Author here- poor choice of words, thanks for pointing out. I was getting at the fact that SQL systems don't scale as well horizontally (it's difficult to distribute the same column across multiple machines), and inadvertently used a technical term connoting something else.
I'd caution against believing that NoSQL databases as a category are more scalable than relational databases.
We have decades of experience scaling relational databases at the moment, including horizontally - Flickr was using read-replicas and sharding MySQL back in 2005.
> I was getting at the fact that SQL systems don't scale as well horizontally
Google, for example, claims that BigQuery, which uses SQL, scales horizontally. Funnily enough, it is also column-based. Row-stores, like MySQL Cluster, can also scale horizontally and uses SQL.
But no matter what you are at the mercy of CAP theorem. Pick your poison.
SQL is a protocol. I'm not sure I would consider that "under the hood". What happens under the hood is up to the implementer, and implementations can vary widely (BigQuery is quite unlike Postgres, for example). It is the visible part that makes up a particular public API designed for interacting with databases.
Conceivably even Firestore could expose SQL as one of its APIs. In fact, I once built a tool to do exactly that so I could perform ad-hoc Firestore queries using SQL. Worked beautifully.
Correct, a common mistake people make is conflating these things. I wrote this several years ago about MongoDB:
One thing that helps is if people stop referring to things as SQL / NoSQL as what ends up happening is various things get conflated.
When talking about stores, it's important to be explicit about a few things:
1. Storage model
2. Distribution model
3. Access model
4. Transaction model
5. Maturity and competence of implementation
What happens is people talk about "SQL" as either an NSM or DSM storage model, over either a single node, or possibly more than that in some of the MPP systems, using SQL as an access model, with linearizable transactions, and a mature competent implementation.
NoSQL when most people refer to it can be any combination of those things, as long as the access model isn't SQL.
I work on database engines, and it's important to decouple these things and be explicit about them when discussing various tradeoffs.
You can do SQL the language over a distributed k/v store (not always a great idea) and other non-tabular / relational models and you can distribute relational engines (though scaling linearizable transactions is difficult and doesn't scale for certain use cases due to physics, but that's unrelated to the relational part of it).

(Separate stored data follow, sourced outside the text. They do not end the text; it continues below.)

PR #606, opened 2019-08-16
[fix #547] lock-instance

### LINKED ISSUE #547: Ensure single Electron app instance (especially CLI, "open with / double click in file explorer", "drag-drop on app icon", etc.)
`app.requestSingleInstanceLock()`:
https://github.com/electron/electron/blob/master/docs/api/app.md#apprequestsingleinstancelock

`second-instance`:
https://github.com/electron/electron/blob/master/docs/api/app.md#event-second-instance

For example in main process (where the library `BrowserWindow` is created):

https://github.com/readium/readium-desktop/blob/de31c7be16460edffefc10ef71fc857e7dddac4f/src/main.ts#L69-L90

...add something like (code must be adapted for Thorium, this is just a conceptual layout):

Generally people talk about joins not scaling in some normalized form, but then what they do is just materialize the join into whatever they are using to store things in a denormalized model, which has its own drawbacks.
As to the comment above you, SQL vs NoSQL also doesn't have anything to do with the relative maturity of anything. Some of the newer non-relational engines have some operational issues, but that doesn't really have anything to do with their storage model or access method, it just has to due with the competence of the implementation. MongoDB is difficult operationally not because it's not a relational engine, but because it wasn't well designed.
Just like people put SQL over non-tabular stores, you can build non-tabular / relational engines over relational engines (sharding PostgreSQL etc.). In fact major cloud vendors do just that.
It seems like there are a few different terms being tossed around here, and it's hard to tell which one is being discussed.
* How is the data stored? "Columnar" (column oriented) vs "Row Oriented" vs Document
* How do you query the data? SQL vs json (elastic search/mongo)
With any discussions on performance, while it is true that any database which has ACID compliance will struggle at very large scale, if the solutions being discussed are firebase or superbase, it feels like that is an issue which is not relevant yet. If you are having scaling issues with superbase, I would look at a few different things (indexes, application caching, work_mem, replicas, etc) way before i look at a different database engine.